Una dieta completa y equilibrada que apoye un peso y una condición corporal saludables antes de la reproducción ayuda a la gata a mantener su salud y la de sus crías durante el embarazo y la lactancia.
El período de gestación de los gatos es de nueve semanas. Las gatas preñadas, como los humanos, aumentan de peso gradualmente durante el embarazo. Los requerimientos energéticos de las gatas gestantes se reflejan en su aumento de peso. Las necesidades energéticas de una gata gestante deben aumentar gradualmente de modo que, al final de la gestación, la gata consuma entre un 25 % y un 50 % más de su cantidad normal de calorías.

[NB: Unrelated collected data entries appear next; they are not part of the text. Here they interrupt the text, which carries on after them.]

PR #943, opened 2020-05-05
Feat/prettier update

lukasholzer:

Due to the fact that we are using typescript `3.8.x` we need to update to prettier 2.0. The support for typescript was added in their [2020 major version](https://prettier.io/blog/2020/03/21/2.0.0.html).

Otherwise, it will break type only imports.
Add specific support for Angular and Web Components parsing on templates.

This PR consists out of 2 commits the second one was auto generated by `yarn format --all`

This PR is needed for #924 to fix the failing formatting for the type only imports.


tomheller:
@lukasholzer you missed to label the PR before merging it, which means the cherry picker did not run. 
All format checks on 6.x were broken. I have cherry picked the 2 commits to 6.x, new head is c3870569316a311062011201033eab4503acc46a

lukasholzer:
oh damn sorry. @tomheller all fine now?

tomheller:
@lukasholzer nothing to be sorry about. yes all fine

Issue #909, opened 2020-04-23
Ng upgrade 7.0.0


ffriedl89:
# Feature Request

Provide an ng-upgrade schematic for version 7.0.0. 
Similar to the upgrade schematic we had for 6.0.0. 
* Rename inputs in templates and ts files (aria-label-close -> ariaLabelClose)
* Install & update peerDependencies (lodash-es, highcharts)

## TODO

- [x] Rename aria labels in html files automatically
    - [x] For example: Consumer is doing [timestamp.html](https://github.com/dynatrace-oss/barista/blob/master/apps/components-e2e/src/components/chart/selection-area/timestamp/timestamp.html#L3) 
- [ ] ~Refactor element from dtBreadcrumbsItem to anchor (**occurrences in cluster**: none)~
- [x] Refactor `dt-cta-*` elements to `dt-empty-state` (occurrences: 1)
- [ ] ~FiltlerField use `currentTags` instead of `tags` (occurrences: none)~
- [ ] ~Refactor dtTime to dtDuration formatter (occurrences: none)~
- [x] Refactor `dt-empty-state-item-img` selector to `dt-empty-state` (occurrences: 116)
- [x] Refactor `dt-table-empty-state-message` selector to `dt-empty-state` (occurrences: 10)
- [x] Refactor `dt-table-empty-state-title` selector to `dt-empty-state` (occurrences: 6)
- [x] Refactor `dt-table-empty-state` selector to `dt-empty-state` (occurrences: 28)
- [x] Refactor `dtTableEmptyState` anchor to `dt-empty-state` (occurrences: 3)

lukasholzer:
We need to update the `ng-add` as well for the latest versions.

PR #944, opened 2020-05-05
Ng upgrade 7 schematic

rowa-audil:
**Update schematics for barista version 7.0.0**
See #909 for a list of migrations.

Fixes: #909


lukasholzer:
This is blocked until this issue #948 after that it will need further refactorings

lukasholzer:
This will be solved by #949  as we have to completely remove the CDK we had to rewrite it.

PR #772, opened 2018-07-30
Feature/22576 timeout notification minute countdown

danwilliams:


GuyHarwood:
@danwilliams @GeorgeChatzigiannis given that George recently added front end test framework support, it would be best to ensure new code follows suit.

GeorgeChatzigiannis:
@danwilliams looks good but has some conflicts based on the last merge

Las gatas preñadas pierden peso después de dar a luz. Sin embargo, sus necesidades nutricionales aumentan dramáticamente. Las necesidades de energía pueden ser de dos a tres veces lo normal, según el tamaño de la camada, para producir el suministro de leche que sustentará a las crías. La ingesta de agua también es importante para el volumen de leche.

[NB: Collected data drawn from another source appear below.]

PR #773, opened 2018-07-30
Fixed the lint errors on master

danwilliams:


admin/app.js
```diff
@@ -73,6 +72,7 @@ const app = express()
 
 setupBrowserSecurity(app)
 setupLogging(app)
+// const checkConfigWhitelist = require('./helpers/whitelist-dev')
```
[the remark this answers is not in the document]
GeorgeChatzigiannis: Actually wrong question, if this is not being used I suspect the commented code can be deleted.
Any particular reason to keep it?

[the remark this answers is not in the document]
danwilliams: I thought it was "temporarily disabled" similar to the verifySignature in `admin/services/nca-tools-auth.service.js`, that’s why I didn’t remove it completely. I wasn’t sure, but I've deleted it now :smile: It's probably right to do so.

admin/services/nca-tools-auth.service.js
```diff
@@ -58,7 +58,7 @@ const service = {
 module.exports = service
 
 /**
- * Verify the provided signature is valid.
+ * Verify the provided signature is valid. - commented out at the moment, see the check on line 25
```
GuyHarwood: we do need to come back to this and discuss with 3rd party (we have a backlog item for it).

admin/app.js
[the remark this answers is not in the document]
GuyHarwood: ironically we are about to introduce a required env var for azure storage.

However, we should deal with that separately.  let's get the code removed for now.

admin/app.js
```diff
@@ -17,7 +17,6 @@ const TediousSessionStore = require('connect-tedious')(session)
 const breadcrumbs = require('express-breadcrumbs')
 const flash = require('connect-flash')
 const config = require('./config')
-const checkConfigWhitelist = require('./helpers/whitelist-dev')
```
jon-shipley: Why is this commented out?  Isn't it still required?

admin/app.js
```diff
@@ -73,7 +72,6 @@ const app = express()
 
 setupBrowserSecurity(app)
 setupLogging(app)
-// checkConfigWhitelist(app)
```
jon-shipley: Why is this removed?  Isn't it still required?

danwilliams: @jon-shipley my understanding from @GuyHarwood is that this is no longer required.

GuyHarwood:
@danwilliams correct.  once you have a green build on Travis you should be able to merge this PR

PR #776, opened 2018-08-01
Access arrangements list typeahead component

GeorgeChatzigiannis:
- Reusable typeahead component based on GDS [accessible autocomplete component](https://github.com/alphagov/accessible-autocomplete)
- Applied use of case of the component on access arrangements list form

Example found here:
https://gyazo.com/050f4635d0215fd1d9dd1bb955ce57df


admin/assets/javascripts/typeahead.js
```diff
@@ -0,0 +1,29 @@
...
+ * Typeahead component
+ */
+
+/* global $ */
+$(function () {
+  'use strict'
+  if (!window.GOVUK) {
+    window.GOVUK = {}
+  }
+  window.GOVUK.typeahead = {
```
GeorgeChatzigiannis: How do you feel about this naming convention?
Shall I rather change it to autoComplete to match gds naming?

admin/assets/stylesheets/elements/_accessible-autocomplete.scss
```diff
@@ -0,0 +1,134 @@
+.autocomplete__wrapper {
```
GeorgeChatzigiannis: This is the css code that govuk accessible component uses which unfortunately is not by default offered as a scss module.

admin/services/pupil.service.js
```diff
@@ -99,4 +99,20 @@ pupilService.sortByGroup = (pupilsList, sortDirection) => {
   })
 }
 
+/**
```
GeorgeChatzigiannis: Would you prefer this to be a separete service with a separete method since it's only utilised so far in access arrangements?

admin/assets/javascripts/typeahead.js
GuyHarwood: can do.  don't mind either way, they are both decent names

GuyHarwood: i notice in createComponent below, you are using autocomplete as var names.  so maybe use that

GeorgeChatzigiannis: @GuyHarwood thought so as well for naming consistency, it's done.

GeorgeChatzigiannis:
Codacy fails only on the minified library file not much that can be done other than ignoring it.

Para asegurarte de que una gata lactante reciba suficiente nutrición, dale una dieta rica en nutrientes, como comida para gatitos. Sin aumentar la cantidad de alimentos en cada comida, aumente el número de comidas en el día. Alimentarla de libre elección, ofreciéndole acceso ilimitado a alimentos secos.
A las 5 semanas, la mayoría de los gatitos muestran interés en la comida de su madre. Gradualmente, los gatitos comenzarán a comer alimentos sólidos y amamantar menos. Al mismo tiempo, la gata lactante por lo general comenzará a comer menos. La mayoría de los gatitos están completamente destetados ocho semanas después del nacimiento. En este momento, el requerimiento de energía de la madre ha vuelto a la normalidad y debería seguir su dieta habitual antes del embarazo.